Product owners working on web projects need to understand about web analytics for two interlinked reasons.
First so that they can understand which parts of their site are most used, which are less used, which bring in most revenue, which cause confusion in users – and in what order users visit pages.
The second reason is so that they can specify what analytics are required for their own needs and for the needs of other people responsible for the site.
Avinash Kaushik’s brilliant Occam’s Razor blog delivers a fast and deep introduction to what’s what in analytics. Many of the best articles are a year or two old, but they bring wisdom and experience that is still very relevant.
Start with ‘Web Analytics 101: Definitions: Goals, Metrics, KPIs, Dimensions, Targets’ and have your analytics tool ready while you read so you can try out the ideas. Avinash recommends using the free Google Analytics tool. Or, if your organisation has already bought and configured a more costly and complex tool then you should stick with that.
By the time you’ve finished working through Avinash’s Web Analytics 101 you should feel that you have a good initial grip on how your tool works. Avinash recommends just getting stuck in and trying things out. After a little of that, you may feel that you have some understanding of what you can do with analytics.

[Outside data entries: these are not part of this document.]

Issue #576, opened 2017-05-08
Revert "app" --> "k8s-app" label change for monitoring components


aaronlevy:
ref: https://github.com/coreos/tectonic-installer/pull/517#issuecomment-299404338

PR #580, opened 2017-05-08
modules/.../monitoring: revert label changes

pbx0:
Revert any labels changes to the monitoring assets made in PR:  https://github.com/coreos/tectonic-installer/pull/517

Fixes: https://github.com/coreos/tectonic-installer/issues/576

@brancz @fabxc @aaronlevy

### DIFF
--- a/modules/tectonic/resources/manifests/monitoring/node-exporter-ds.yaml
+++ b/modules/tectonic/resources/manifests/monitoring/node-exporter-ds.yaml
@@ -12,7 +12,7 @@ spec:
     metadata:
       name: node-exporter
       labels:
-        k8s-app: node-exporter
+        app: node-exporter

Now is the time to read Avinash’s ‘Beginner’s Guide To Web Data Analysis: Ten Steps To Love & Success’, where he helps you to take a step back for a more strategic view of how well your site achieves what you want it to achieve. The ten steps are what Avinash might complete in a day’s analysis of a site. If you’re new to this, it’s likely to take you a week or more – so ask for help from a technical expert if you have access to one. The page is a couple of years old so some of the reference links are broken and you’ll need to search for the information referred to instead. It’s worth the effort because after you have completed these ten steps (and followed some new paths that your investigations will have lead you to) you will have a good knowledge of how to find out how your users are actually using your site.

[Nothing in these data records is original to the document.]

PR #587, opened 2017-05-08
frontend: Disable experimental option for baremetal.

ggreer:
It doesn't work yet.


ggreer:
Apparently we don't want this anymore and the plan is to add the new feature to baremetal and delay the release.

dghubble:
Apparently. I think the safest option is to ship without since experimental self-hosted etcd has never been tested or stabilized on bare-metal and constitutes a new feature introduced in a release candidate. Defer to product to make the right call.

Quentin-M:
I soon have the PR.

By now, you will probably have insights about the usage of your site that no one else has – and almost certainly not your management. Such knowledge is very hard to communicate clearly – partly because we all have strong preconceptions about how a site is used, based mostly on our own limited use of it. Avinash’s ‘Excellent Analytics Tip #21: Convert Complex Data Into Simple Logical Stories’ explains how to create compelling and accessible arguments from analytics data. Be warned though that there’s no simple formula, and you will have to work your data hard and think carefully to ensure that you’re presenting a useful and truthful picture.
Bang up-to-date for 2013, Avinash has published his illuminating ‘10 Data Analysis Strategies That Pay Off Big!‘, giving you some straightforward techniques for unlocking the value in your analytics data.
To complete your introduction, read Avinash’s ‘Web Analytics Segmentation: Do Or Die, There Is No Try!’. ‘Segmentation’ refers to the way you split up analytics figures to give meaningful information. For example, looking at the total site visitor count for a month doesn’t really give you much actionable information. However, splitting that into subtotals according to the route the visitors took to get to your site or according to how long they spent on your site or according to how much money they spent – now that is information that can be used.